Improving Connector Speed

Hi All,

We are trying to improve sync speed for Facebook connector by playing with parameters provided in airbyte/.env at master · airbytehq/airbyte · GitHub

There are two areas of focus.

  1. Sync speed. For facebook marketing, it takes 5 minutes to download even small amounts of data.

  2. Normalization is taking many minutes - with just kilo bytes of data.

Can you please help us how to improve?

  • Is this your first time deploying Airbyte?: No
  • OS Version / Instance: GCP - Debian GNU/Linux 11
  • Memory / Disk: 16 GB
  • Deployment: Docker
  • Airbyte Version: 0.40.2
  • Source name/version: Facebook/0.2.63
  • Destination name/version: Postgres/0.3.20
  • Step: Sync and Normalization
  • Description: Goal is to get sync done in under 1 min

There is no log from 18:51:54 to 18:54:25, in the screenshot attached.

Can you help us understand what it is doing? Is there a scope for improvement there?

Hi @Vijay_Alilaghatta, could you please give me a few more details: what Airbyte & connector versions you’re using, what’s the memory/disk allocation?

Thank you!

Also note, I don’t see that delay in my Airbyte instance running locally during the interval mentioned above.

I have added the details @natalyjazzviolin

Here is another instance where seems like Airbyte is stuck.

2022-09-29 21:30:32 normalization > Found 212 models, 0 tests, 0 snapshots, 0 analyses, 558 macros, 0 operations, 0 seed files, 6 sources, 0 exposures, 0 metrics

2022-09-29 21:46:16 normalization > Concurrency: 8 threads (target=‘prod’)

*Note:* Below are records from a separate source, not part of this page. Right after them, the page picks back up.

PR #1739, opened 2025-01-08
[DIR-1897] Made pagination always visible and show page number 1 for an empty list

julia-zielke:
## Description

This makes the pagination and pagesize (number of items in the list on one page) always visible, also if the list is empty.

Bildschirmfoto 2025-01-08 um 15 09 25

## Checklist

## Checklist Internal

- [x] Has the PR been labeled

### DIFF
--- a/ui/src/components/PaginationProvider/index.tsx
+++ b/ui/src/components/PaginationProvider/index.tsx
@@ -24,7 +24,7 @@ const PaginationProvider = <TArrayItem,>({
   const firstPage = 1;
   const [currentPage, setCurrentPage] = useState(firstPage);
   const pageSize = pageSizeProp || 10;
-  const totalPages = Math.ceil(items.length / pageSize);
+  const totalPages = Math.max(1, Math.ceil(items.length / pageSize));
   const isLastPage = currentPage === totalPages;
   const isFirstPage = currentPage === firstPage;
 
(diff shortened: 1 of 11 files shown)


ui/src/components/PaginationProvider/index.tsx
```diff
@@ -24,7 +24,7 @@ const PaginationProvider = <TArrayItem,>({
   const firstPage = 1;
   const [currentPage, setCurrentPage] = useState(firstPage);
   const pageSize = pageSizeProp || 10;
-  const totalPages = Math.ceil(items.length / pageSize);
+  const totalPages = Math.max(1, Math.ceil(items.length / pageSize));
```
stefan-kracht, line 27: I like the usage of `Math.max`! I would have probably been on autopilot here and would have used a basic ternary. A good reminder that there are better primitives sometimes! 👏

stefan-kracht (approved):
Much better this way! But I was wondering if we do this for all pagination right away or should we do it later? Or would you make a distinction on whether to show the pagination or not, depending on the table? 

If we decide on doing it, I leave it to you if you want to make this a follow-up issue or do this right here. Therefore: approved 🚀

julia-zielke:
Thanks! 🙂 
After you mentioned it, I decided to implement the new behavior everywhere, where the pagination is shown.

PR #1742, opened 2025-01-15
[DIR-1496] - UI support for system namespace

goranchristian:
## Description

- Added tooltip targeting namespace named 'system' to inform the user about the properties that this namespace contains. 
- Added tooltip to name field when creating a namespace, to inform the user about that they can use the name 'system' and what it means.

https://github.com/user-attachments/assets/9624a1d3-6060-44e5-9562-01a952bfb180

### DIFF
--- a/ui/src/components/NamespaceSelectorList/index.tsx
+++ b/ui/src/components/NamespaceSelectorList/index.tsx
@@ -1,4 +1,11 @@
-import { Check, Circle, Loader2, Square } from "lucide-react";
+import {
+  Check,
+  Circle,
+  CircleHelp,
+  Loader2,
+  Square,
+  Wrench,
+} from "lucide-react";
 import {
   CommandEmpty,
   CommandGroup,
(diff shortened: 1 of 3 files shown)


ui/src/components/NamespaceSelectorList/index.tsx
```diff
@@ -68,7 +69,20 @@ export const NamespaceSelectorList = ({
...
+                        <>
+                          <InfoTooltip>
+                            {t(
+                              "components.namespaceSelector.systemNamespaceTooltip"
+                            )}
+                          </InfoTooltip>
+                        </>
+                      ) : (
+                        ""
+                      )}
```
stefan-kracht, line 84: This code could be simplified a bit :

```typescript
 {ns.isSystemNamespace && (
    <InfoTooltip>
      {t(
        "components.namespaceSelector.systemNamespaceTooltip"
      )}
    </InfoTooltip>
  )}
``` 
I removed the unused fragment and used `&&` since the else block renders "nothing"

stefan-kracht (changes requested):
Good work, I only have one small suggestion

ui/src/components/NamespaceSelectorList/index.tsx
goranchristian: ah of course, good call.

stefan-kracht (approved):

PR #1743, opened 2025-01-15
[DIR-1899] Independent pagesize setting for other tables: Event Listeners

julia-zielke:
## Description

This PR adds the pagesize component for the event listeners table. Before the pagesize was only used for the event history table. 

Bildschirmfoto 2025-01-15 um 13 38 58

The PR aims to find the right approach to make the pagesize reusable without too many duplications in the code. I decided for this solution after trying something else, please read my notes about that in this ticket: [Linear Ticket](https://linear.app/direktiv/issue/DIR-1899)

Changes in the PR:
- refactored the 'SelectPageSize' component to use it everywhere
- created a separate hook for getting and setting the pagesize for eventlisteners

## Checklist

## Checklist Internal

- [ ] Has the PR been labeled


julia-zielke:
Thanks for the helpful input!
I can see the bug you mentioned, but couldn't yet find the solution.
I would prefer to create a separate ticket for it, if it's okay for you.

stefan-kracht:
> Thanks for the helpful input! I can see the bug you mentioned, but couldn't yet find the solution. I would prefer to create a separate ticket for it, if it's okay for you.

Sure, let's do it in a separate ticket. I really think this could be a backend issue, but not 100% sure. Can you create the follow-up tickets (the bug, and page select for all other pagination)?

stefan-kracht (approved):

PR #1745, opened 2025-01-16
[DIR-1520] - Add omitEmptyFields functionality for Service Editor

goranchristian:
## Description

Earlier when a service was created, in the Service Editor, the yaml in MonacoEditor displayed fields that were empty.

This ticket implements an omitEmptyFields function that removes all empty fields and objects before the jsonToYaml takes place. So that the yaml code looks clean and spiffy in the editor. 🧹

Could be that there is a simpler way of doing this. 

https://github.com/user-attachments/assets/86f23b76-b92d-4b26-9f2e-161f858a7291


ui/e2e/explorer/service/index.spec.ts
```diff
@@ -280,7 +285,9 @@ test("it is possible to edit patches", async ({ page }) => {
     });
 
   await editorTarget.click();
-  await page.locator("textarea").last().fill(updatedPatch.value);
```
goranchristian, line 283: For some reason the test would not register the value, so I made a workaround, deleted and then re-entered the value. 🥴

stefan-kracht (changes requested):
Great that you made it work @goranchristian.

I added some suggestions below, and I think we might need to add an E2E test that covers this new behavior. Maybe we can test all the involved fields in one test.

Something like
- user creates a simple service file (check how the service file looks in the preview)
- user adds a cmd, a patch, and an env  (check how the service file looks in the preview)
- user empties cmd, removes patches and env (check how the service file looks in the preview)

--- 

One general thought about your solution: The problem is (and that's why I said this ticket is a bit hard to solve) that your solution bypasses the Zod schema we have in place for the service file. We currently have a schema applied when the user interacts with the form. However, before the results get rendered in the preview (or sent to the server when the user hits save), we now make some "hardcoded changes" in the file that might not be compatible with the Zod schema anymore.

This is not the case right now, as the schema is very simple at this point, but if the schema would change in the future we might get some trouble :D 

I have a solution in mind that I can tell you next time we huddle, but I think it is not worth investigating right now as the service file is very simple at this point.

ui/src/pages/namespace/Explorer/Service/ServiceEditor/utils.ts
```diff
@@ -3,6 +3,20 @@ import { jsonToYaml, yamlToJsonOrNull } from "../../utils";
 
 import { ZodError } from "zod";
 
+export const omitEmptyFields = (obj: Record<string, unknown>) =>
```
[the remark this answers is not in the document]
goranchristian: Thanks for the input.
Your version of the function is indeed easier to read. Lets remove the omit object, I must have missundestood you and thought this is something that should be included.

ui/e2e/explorer/service/utils.ts
```diff
@@ -54,3 +67,7 @@ export const createService = async (namespace: string, service: Service) => {
     yaml,
   });
 };
+
+export function normalizeWhitespace(str: string): string {
```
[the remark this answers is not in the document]
goranchristian: I've changed these now, and also added the new omitfields test case.

It seems that only Chromium tests work. 
Firefox and Webkit does not work, but for different reasons.
Webkit never works, it might interpret text rendering leading/trailing whitespace or multiple spaces in a way that does not work well with monaco editor and playwright.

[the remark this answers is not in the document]
goranchristian: And to answer your question from Slack, yes the webkit tests did not work on main either, and not all Firefox tests either.

ui/e2e/explorer/service/index.spec.ts
```diff
@@ -419,3 +422,135 @@ test("it is possible to edit environment variables", async ({ page }) => {
...
+  await page.getByRole("button", { name: "Create" }).click();
+
+  await page.waitForTimeout(1000);
+
+  await expect(
+    page,
+    "it creates the service and opens the file in the explorer"
+  ).toHaveURL(`/n/${namespace}/explorer/service/${service.name}`);
+
+  await page.waitForTimeout(1000);
```
stefan-kracht, line 481: Is there a specific reason for both of the `await page.waitForTimeout(1000);`?  The test work fine on my machine if I remove them.

Both lines below use an await, so they "should" wait for their assertion themselves. But if the test was flaky on your machine without both of the line, we can keep them and maybe add a comment above.

ui/e2e/explorer/service/index.spec.ts
```diff
@@ -280,7 +280,10 @@ test("it is possible to edit patches", async ({ page }) => {
     });
 
   await editorTarget.click();
-  await page.locator("textarea").last().fill(updatedPatch.value);
+  // await page.locator("textarea").last().fill(updatedPatch.value);
```
stefan-kracht, line 283: This could probably be removed?

ui/e2e/explorer/service/index.spec.ts
```diff
@@ -280,7 +280,10 @@ test("it is possible to edit patches", async ({ page }) => {
...
+  await page.keyboard.press("Control+a");
```
stefan-kracht, line 284: I remember a similar issue that I had with webkit, when using keyboard input. This was my solution back then
```
await page.keyboard.press(browserName === "webkit" ? "Meta+A" : "Control+A");
```
This helps to bring the test a bit forward, but it will fail on webkit eventually when reaching "all entered data is represented in the editor preview". It seems that `useInnerText` wich probably uses `innerText` from the specific browser engine does not have any linebreaks in it, which makes the comparision not working. 

But lets just leave it as it is, this was not working before this PR as well.

stefan-kracht (changes requested):
The new test looks great! Let's only focus on Chromium for now

I added two comments below, but then we should be ready to merge.

stefan-kracht (approved):

PR #1746, opened 2025-01-20
[Dir-1913] Add independent pagesize setting to other tables: Instances

julia-zielke:
## Description

This PR added the pagesize to the Instances Table and updated all related end to end tests.

Bildschirmfoto 2025-01-20 um 16 25 44

Some other changes that are noteworthy:
- Reorganized folder structure: `SelectPageSize` is now in the components folder
- Reorganized folder structure: deleted an unnecessary subfolder called 'pagesize' in store/utils

- Changes in another e2e test: _e2e/instances/details/logs.spec.ts_ 
I changed the duration of these workflows to be shorter, because the tests were always timed out when I run them locally. Is this new setting okay for you too?

**Another general question**: Is it enough that I only test the pagesize setting in this table and not if it is different from the other tables?
I would say, it is good to check once that two tables have different settings. (I did that for events and event listeners). But I wouldn't add every new pagesize there, because in the end we will have 13 pagesizes. What do you think?

## Checklist

## Checklist Internal

- [x] Has the PR been labeled


ui/src/util/store/pagesize.ts
```diff
@@ -11,11 +11,13 @@ const defaultPageSize: PageSizeValueType = "10";
 interface PageSizeState {
   events: PageSizeValueType;
   eventListeners: PageSizeValueType;
+  instances: PageSizeValueType;
   actions: {
     setEventsPageSize: (EventsPageSize: PageSizeState["events"]) => void;
     setEventListenersPageSize: (
       EventsPageSize: PageSizeState["events"]
     ) => void;
+    setInstancesPageSize: (EventsPageSize: PageSizeState["events"]) => void;
```
stefan-kracht, line 20: It resolves to the same thing but 
`setInstancesPageSize: (EventsPageSize: PageSizeState["events"]) => void;` 
should be 
`setInstancesPageSize: (EventsPageSize: PageSizeState["instances"]) => void;`

stefan-kracht (approved):
Nice. I like the structural changes you made, they make perfect sense 👌. I found one small copy/paste issue (see below), but I've already approved this PR.


> Another general question: Is it enough that I only test the pagesize setting in this table and not if it is different from the other tables? I would say, it is good to check once that two tables have different settings. (I did that for events and event listeners). But I wouldn't add every new pagesize there, because in the end we will have 13 pagesizes. What do you think?

I agree, we should keep this very simple here.

ui/src/util/store/pagesize.ts
julia-zielke: Thank you!

PR #1197, opened 2020-06-18
Factorize common DynamicPredicate base.

marcandre:
The `has_...` and `be_...` dynamic predicate matchers have a lot in common.

This PR refactors both in terms of a common base class.

Output is kept the same temporarily

Precursor to #1195


lib/rspec/matchers/built_in/has.rb
```diff
@@ -2,9 +2,11 @@ module RSpec
   module Matchers
     module BuiltIn
       # @api private
```
pirj, line 4: Since this is now home for both dynamic`be_` and `has_`, maybe name the file somehow specifically?

marcandre: I'm thinking it would be good to rename `has.rb` to `dynamic_predicate.rb`. IMO the 3 classes benefit from being in the same file. To help git follow, I'd rename the file after everything else is merged (or I could do it as the very first commit).

pirj: Makes sense.
Even though probably Github won't probably be able to follow anyway, but it's worth giving it a try.

marcandre:
Rebased, just to be sure.

@JonRowe could this be merged please? Two subsequent PRs are waiting on this.

lib/rspec/matchers/built_in/has.rb
```diff
@@ -68,38 +70,87 @@ def private_predicate?
...
-            @actual.__send__(predicate, *@args, &@block)
+          def predicate_result
+            @predicate_result = actual.__send__(predicate_method_name, *@args, &@block)
           end
         end
 
-        def predicate
+        def predicate_method_name
+          predicate
+        end
```
JonRowe, line 91: I feel like this should be in the has class as it's only used there? (I've checked the other PR so I think thats the case?)

lib/rspec/matchers/built_in/has.rb
```diff
@@ -34,25 +36,25 @@ def does_not_match?(actual, &block)
...
-          [method_description, args_description].compact.join(' ')
+          "#{method_description}#{args_to_sentence}"
         end
 
       private
 
         def predicate_accessible?
-          !private_predicate? && predicate_exists?
+          @actual.respond_to? predicate
         end
```
JonRowe, line 58: This change is fine for be, but changes has behaviour?

JonRowe (changes requested):
Sorry for the delay, after having had the time to finally give this a proper review, I have two questions.

lib/rspec/matchers/built_in/has.rb
JonRowe: Ah actually, I see, its not used elsewhere in has, ignore this comment.

lib/rspec/matchers/built_in/has.rb
JonRowe: Ahh actually I see, its not used other than in validity message by `Has, but is used by `Be`.

JonRowe (approved):
Answered my own question and the remaining one is not a blocker.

2022-09-29 21:46:28 normalization > 1 of 53 START incremental model public.ip5pxydtrvafvsh_ads… [RUN]

2022-09-29 21:46:30 normalization > 2 of 53 START incremental model public.ip5pxydtrvafvsh_campaigns… [RUN]

Could you please tell me:

  1. Exactly how much data you’re syncing.
  2. If you were using previous versions - what they were
  3. If you were using previous versions - what the sync time was

Thanks!

Hi @natalyjazzviolin :

  1. Its just around 4MB of data
  2. It has been the same for many versions, we are just trying to look carefully now. Since we want to reduce sync time from 5 mins to 1 min.
  3. Main thing that prompted was, only my local machine the exact same configuration takes less than 1 min.

I will attach two log files, one in GCP and another in localhost, that show significant difference in sync times.

My initial thought is that this is normal due to connection times and such, but let me double check.

gcp-googleanalytics-logs-1074.txt (56.4 KB)
localhost-googleanalytics-logs-163.txt (55.5 KB)

There are three parts -

  1. Sync from source
  2. Wait time before normalization starts
  3. Normalization time

gcp
sync: 30s
wait time: 2min 21s
normalization time: 7 seconds

This shows wait time:

2022-09-28 14:00:38 normalization > Found 24 models, 0 tests, 0 snapshots, 0 analyses, 558 macros, 0 operations, 0 seed files, 6 sources, 0 exposures, 0 metrics
2022-09-28 14:02:59 normalization > Concurrency: 8 threads (target=‘prod’)

localhost:

Does not have wait time!

2022-09-28 18:00:41 normalization > Found 24 models, 0 tests, 0 snapshots, 0 analyses, 558 macros, 0 operations, 0 seed files, 6 sources, 0 exposures, 0 metrics
2022-09-28 18:00:42 normalization > Concurrency: 8 threads (target=‘prod’)

If we can resolve just that one part, we will be much ahead.

But there is discrepancy in normalization times also. But we can wait for that.

It should be something pretty simple… something related to environment, since we are using the same deployment and same sync configuration etc, even same account where data is coming from.

And what is the normalization time for the local deployment?